The bottom graph shows the response time of those requests that are handled successfully - again - split by the two app servers. The red area shows the time spent on CPU, the blue area shows the total execution time. We can again observe that the contribution of the CPU flats once we have reached the CPU limit. From there on we only see increased Execution Time. This is time where the app needs to wait on resources, such as I/O, Network or even CPU cycles. Interesting here is that the 2nd app server has a much higher execution time than app server 1. I explain this because the 2nd server gets all these additional requests from the load balancer that results in more worker threads which all compete for the same scarce resources.

Summarizing the problems: It seems we have a CPU problem in combination with a Load Balancer configuration problem. As we run out of CPU the throughput stalls, execution times get higher but the load-balancer still forwards incoming requests to the already overloaded application servers. It also seems that the load-balancer is unevenly distributing the load causing even more problems on server 2.

Is it really a CPU Problem?

Based on the analysis it seems that CPU is our main problem here. Question is whether there is something we can do about it (fix a problem in the app), or whether we just reached the limits of the used hardware (fix it by adding more machines).

The customer used dynaTrace with a detailed level of instrumentation which allows me to analyze which methods consume most of the CPU. The following illustration shows what we call the Methods Dashlet. It allows me to look at those method executions that have been traced while executing the load test. Sorting it by CPU Time shows me that there are two methods called getXML which spend most of the time in CPU:

There are two different implementations of getXML that consume most of the CPU
The first getXML method consumes by far more CPU than all other methods combined. We need to look at the code as to what is going on in there. Looking at the parameters I assume it is reading content from a file and then returning it as a String. File access explains the difference in Execution Time and CPU Time. The CPU Time is then probably spent in processing the file and generating an XML representation of the content. Inefficient usage of an XML Parser or String concatenations would be a good explanation.

For me this seems like we have a good chance to optimize this method, save CPU and then be able to handle more load on that machine.

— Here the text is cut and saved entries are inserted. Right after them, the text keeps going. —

Issue #707, opened 2018-06-05
Bundle size checkout.lib.js


michelalbers:
### Description

I recently ran the bundle analyzer over my webpack app and was astonished by the paypal bundle size which is above 1 MB:

![bildschirmfoto 2018-06-05 um 18 00 29](https://user-images.githubusercontent.com/646691/40988034-5cf16a50-68ea-11e8-9b8a-9dbec4ce6836.png)

Is there a way to split up the sdk so we can import only the files we need? 

### Steps to reproduce

Build any module with paypal SDK and webpack.

### Affected browsers

all

### Edit

The suggested way to load the sdk via

    <script src="https://www.paypalobjects.com/api/checkout.js" data-version-4></script>

is 1.5 MB (!!!!) in size. Even minified its over 900 kB.

![dafuq](https://media.giphy.com/media/wxw2e19ZMsjio/giphy.gif)

trainerbill:
v5 is being developed to mitigate this.  will be using chunking to dynamically load pieces of the sdk that are used.

leeoniya:
@trainerbill,

until v5 ships, you guys should leave one of these "size" issues open rather than closing them all (#443, https://github.com/khoanguyen96/vue-paypal-checkout/issues/30, #707).

loading 992k [1] of script when previously 0k was required [2] is a bit absurd. for instance, we don't even ship 100k of our own scripts in total.

despite [3] being "deprecated", the recommended replacement is not a viable option, especially on mobile where it takes several seconds to load.

is there any movement on v5 since the last update?

thanks!

[1] https://www.paypalobjects.com/api/checkout.min.js
[2] `https://www.paypal.com/cgi-bin/webscr?cmd=_express-checkout&token={token}`
[3] https://developer.paypal.com/docs/classic/express-checkout/ht_ec-singleItemPayment-curl-etc/

trainerbill:
I can't give any timeframes on GA release, but it is an active project.  For now, it is recommended to load the script async on a previous page so it is cached.

https://github.com/paypal/paypal-checkout/blob/master/docs/performance.md

I will reopen for visibility since its a good title.

leeoniya:
> For now, it is recommended to load the script async on a previous page so it is cached.

for our simple (and common) auth -> capture use case there's no reason to invest time to switch to the new `checkout.js` api while it needs these crutches to produce a sub-par experience. hopefully the deprecated api's stick around until v5 is GA and weighs < 50k (pre gzip).

[...]

PR #2417, opened 2024-06-26
Update pre-render template to take the height of the input selector

mchoun:
### Description

Currently, the pre-render template will only look for a height property to be passed at the top level of the custom style object. Passing the height in this way introduced a bug where the CSS properties of the rendered Card Fields would not be applied. 

This PR is to allow the pre-render template to check for a height property to be passed to the input selector and to utilize that height.

scnw PR #707 introduced a bug where passing height at the top level would break the CSS of the rendered input field
Jira ticket - DTPPCPSDK-2442

**Top level height with input height**
Pre-render template at 100px and rendered input fields at 50px
```
      style: {
        height: "100px",
        input: {
          height: "50px",
          background: "#E79482",
        },
      },
```
image

**Only input height**
Pre-render template and rendered input fields at 50px
```
      style: {
        input: {
          height: "50px",
          background: "#E79482",
        },
      },
```
image

scnw PR #717

❤️ Thank you!

### DIFF
--- a/src/zoid/card-fields/component.jsx
+++ b/src/zoid/card-fields/component.jsx
@@ -128,9 +128,10 @@ const url = () =>
   `${getPayPalDomain()}${__PAYPAL_CHECKOUT__.__URI__.__CARD_FIELD__}`;
 
 const prerenderTemplate = ({ props, doc }) => {
-  return (
-    <CardPrerender nonce={props.nonce} height={props.style?.height} />
-  ).render(dom({ doc }));
+  const height = props.style?.height || props.style?.input?.height || null;
+  return (<CardPrerender nonce={props.nonce} height={height} />).render(
+    dom({ doc })
+  );
 };
 
 export type CardFieldsComponent = ZoidComponent<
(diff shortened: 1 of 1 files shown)


src/zoid/card-fields/component.jsx
```diff
@@ -128,9 +129,10 @@ const url = () =>
   `${getPayPalDomain()}${__PAYPAL_CHECKOUT__.__URI__.__CARD_FIELD__}`;
 
 const prerenderTemplate = ({ props, doc }) => {
-  return (
-    <CardPrerender nonce={props.nonce} height={props.style?.height} />
-  ).render(dom({ doc }));
+  const height = props.style?.height || props.style?.input?.height || null;
```
sebastianfdz, line 132: One nit pick is to use `??` rather than `||` because the it will only be triggered by `null` or `undefined` values. Merchant could potentially pass `height` as 0 (or any falsy value for that matter) and that would be a valid value but we would be nulling it and applying the default height.

mchoun: This is valid feedback and not a nitpick at all. I'll make the change!

siddy2181 (approved):
LGTM

sebastianfdz (approved):

PR #2420, opened 2024-07-23
Fix button styles when paypal button is not vaultable

nikrom17:
### Description

We had a styling bug where the gold color was being applied to the venmo and card buttons. This was due to the nomalizeButtonStyle function using the paypal funding source config to determine the default if no funding source was passed in as a prop. This was an issue for the smart stack use case when the paypal button was not eligible. Instead of using the default color for the funding source in the Button component, it was using the gold value set as a default fallback.

The paypal button was not eligible for vaulting when passing `displayOnly: ["vaultable"]`

Where we pull in the default button color based on the eligible funding source for the smart stack.
https://github.com/paypal/paypal-checkout-components/blob/main/src/ui/buttons/button.jsx#L110

https://paypal.atlassian.net/browse/LI-46995

Screenshot 2024-07-23 at 4 31 51 PM

❤️ Thank you!

### DIFF
--- a/src/ui/buttons/props.js
+++ b/src/ui/buttons/props.js
@@ -317,7 +317,7 @@ export type OnClick = (OnClickData, OnClickActions) => void;
 
 export type ButtonStyle = {|
   label: $Values<typeof BUTTON_LABEL> | void,
-  color: $Values<typeof BUTTON_COLOR>,
+  color?: $Values<typeof BUTTON_COLOR>,
   shape: $Values<typeof BUTTON_SHAPE>,
   tagline: boolean,
   layout: $Values<typeof BUTTON_LAYOUT>,
@@ -644,6 +644,7 @@ export function normalizeButtonStyle(
   }
 
   let {
+    color,
     label,
     layout = fundingSource
       ? BUTTON_LAYOUT.HORIZONTAL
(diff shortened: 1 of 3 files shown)


src/ui/buttons/props.js
```diff
@@ -664,9 +665,6 @@ export function normalizeButtonStyle(
     tagline = false;
   }
 
-  // if color is a falsy value, set it to the default color from the funding config
```
imbrian, line 667: only concern is that there's no test change required when there's a comment saying "we need this." sounds like we're just missing a test for this entirely though?

if so, we may want to add it, since it looks like this color logic is happening across two files

nikrom17: sounds good

I updated the tests, but they don't actually hit this specific use case. I tried adding `displayOnly: ['vaulatable']` and the skd would throw an error saying no valid funding sources were available.

I did add a comment in the buton.jsx file about the logic for choosing the default button color

ravishekhar: Looks good. I wonder if this issue could have been caught by unit tests. We should improve unit tests  with visual regressions in this module.

ravishekhar (approved):

src/ui/buttons/props.js
imbrian: The added tests at least account for taking away this comment.

If we can test it with VRT, we should be able to catch it with unit tests, but that's something we should create a ticket for in the new tech debt epic.

imbrian (approved):

src/ui/buttons/props.js
nikrom17: it definitely could have been caught with these tests but would require some updates to the integration test server to be able to render the use case. I could have spent more time trying to make that happen, but was also unsure of how the change would affect the other tests. 

I have a lot of thought on how to improve our testing suits and will add this use case as something we should be able to better capture.

PR #2421, opened 2024-07-24
feat: allows button message amount type to be string

danzhaaspaypal:
### Description

Allows button messages to support taking string values for the amount (ex: "100")

As a developer, I’d like the integration for passing the amount to buttons and messages to be the same.

❤️ Thank you!


danzhaaspaypal:
@wsbrunson could we have this reviewed please?

ravishekhar (approved):
lgtm

PR #2423, opened 2024-07-25
Add experiment prop to funding source validation 👾

spencersablan:
### Description
**JIRA:** [DTPPCPSDK-2495](https://paypal.atlassian.net/browse/DTPPCPSDK-2495)

_**🧍‍♂️ Fixes Venmo standalone with shipping callback**_ 
As of right now, the Venmo button is ineligible as a standalone button when you pass a shipping callback.  This is because the Venmo button is ineligible if (1) the `venmoWebEnabled` experiment is false or undefined _and_ (2) you pass a shipping callback. 
The problem was that the `venmoWebEnabled` experiment does not exist until second render and if you pass a funding source into your Buttons config, we validate the eligibility of that funding source on first render. 
To fix this we moved the `venmoWebEnabled` experiment to the first render, which allows us to have access to the `experiment` prop when we validate the eligibility of the funding soruce.

_**🫂 Fixes Venmo button's delayed arrival with a shipping callback**_
In [a previous PR](https://github.com/paypal/paypal-checkout-components/pull/2412), we had to temporarily settle for the Venmo button not showing on first render if you pass a shipping callback, then rendering if Venmo Web is enabled. But this still is not a great UX.  Since the `venmoWebEnabled` experiment is now moved to the first render, this delayed appearance is fixed. 😄

### Screenshots
**OLD:**
image

**NEW:** 
image

❤️ Thank you!


src/zoid/buttons/component.jsx
```diff
@@ -539,6 +536,7 @@ export const getButtonsComponent: () => ButtonsComponent = memoize(() => {
               fundingSource,
               fundingEligibility,
               enableFunding,
+              experiment,
```
imbrian, line 539: do we have unit tests we could add to that would assert this doesn't get removed in the future? simple regression test. although I guess more value here would be tests comparing first and second render.

src/zoid/buttons/util.js
```diff
@@ -306,6 +307,7 @@ export function applePaySession(): ?ApplePaySessionConfigRequest {
 export function getButtonExperiments(): EligibilityExperiment {
   return {
     ...getVenmoExperiment(),
+    ...getFirstRenderExperiments(),
```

What about these spikes on server 2?

In the response time chart we could see that Server 2 had a totally different response time behavior than server 1 with very high Execution Times. Lets take a closer look at some of these long running requests. The following illustration shows parts of a PurePath. A PurePath is the transactional trace of one request that got executed during the load test. In this case it was a request executed against server 2 taking a total of 68s to execute. It seems it calls an external web service that returns invalid content after 60 seconds. I assume the web service simply ran into a timeout and after 60 seconds returned an error html page instead of SOAP Content:

External Web Service Call runs into a timeout and returns an error page instead of SOAP Content
Looking at other PurePath's from server 2 it seems that many transactions ran into the same problem causing the long execution times. The PurePath contains additional context information such as method arguments and parameters passed to the web service. This information can be used when talking with the external service provider to narrow down the problematic calls.

Conclusion

The most important thing to remember is to monitor enough metrics: CPU, I/O, Memory, Execution Times, Throughput, Application Server Specifics, ... - These metrics allow you to figure out whether you have problems with CPU or other resources. Once that is figured out you need more in-depth data to identify the actual root cause. We have also learned that it is not always our own application code that causes problems. External services or frameworks that we use are also places to look for.